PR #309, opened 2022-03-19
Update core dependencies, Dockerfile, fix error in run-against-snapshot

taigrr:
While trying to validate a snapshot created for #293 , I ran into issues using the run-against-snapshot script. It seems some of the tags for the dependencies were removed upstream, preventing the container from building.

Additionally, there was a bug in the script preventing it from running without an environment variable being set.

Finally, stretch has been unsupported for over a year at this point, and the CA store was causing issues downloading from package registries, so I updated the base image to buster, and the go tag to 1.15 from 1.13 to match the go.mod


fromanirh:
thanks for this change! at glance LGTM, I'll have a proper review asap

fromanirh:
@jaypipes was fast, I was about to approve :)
- - - - - - -
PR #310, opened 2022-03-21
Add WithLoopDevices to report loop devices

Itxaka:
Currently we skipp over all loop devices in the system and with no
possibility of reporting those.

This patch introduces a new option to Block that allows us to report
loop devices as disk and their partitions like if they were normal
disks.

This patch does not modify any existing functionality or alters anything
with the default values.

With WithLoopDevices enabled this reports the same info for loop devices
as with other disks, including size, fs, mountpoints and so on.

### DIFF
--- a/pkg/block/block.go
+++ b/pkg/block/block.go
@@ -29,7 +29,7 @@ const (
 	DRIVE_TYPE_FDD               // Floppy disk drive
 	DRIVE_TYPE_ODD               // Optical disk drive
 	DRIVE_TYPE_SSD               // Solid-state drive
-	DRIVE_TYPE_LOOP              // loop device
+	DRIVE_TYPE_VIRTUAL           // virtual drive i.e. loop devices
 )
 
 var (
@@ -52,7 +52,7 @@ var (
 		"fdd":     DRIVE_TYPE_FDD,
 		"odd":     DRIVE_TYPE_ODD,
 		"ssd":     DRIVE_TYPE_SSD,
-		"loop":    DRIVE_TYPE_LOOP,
- - - - - - -
* Exercise goal: Write down, word for word, the lines above from the one containing "PR #309, opened 2022-03-19" through the one containing "Additionally, there was", both ends included.

* Output for this exercise:
PR #309, opened 2022-03-19
Update core dependencies, Dockerfile, fix error in run-against-snapshot

taigrr:
While trying to validate a snapshot created for #293 , I ran into issues using the run-against-snapshot script. It seems some of the tags for the dependencies were removed upstream, preventing the container from building.

Additionally, there was a bug in the script preventing it from running without an environment variable being set.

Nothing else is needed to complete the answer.